## Task directions
Word for word, restate all of the entries.

(Beginning of Input for this task)

PR #3266, opened 2021-03-10
Make -H:+PrintPointsToStatistics option thread safe

ziyilin:
PrintPointsToStatistics has NullPointerException and thread safe issues, as described in the issue: https://github.com/oracle/graal/issues/3267
This PR can fix the issues.


cstancu:
Thanks for the fix!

(End of Input for this task)

## Solution below
PR #3266, opened 2021-03-10
Make -H:+PrintPointsToStatistics option thread safe

ziyilin:
PrintPointsToStatistics has NullPointerException and thread safe issues, as described in the issue: https://github.com/oracle/graal/issues/3267
This PR can fix the issues.


cstancu:
Thanks for the fix!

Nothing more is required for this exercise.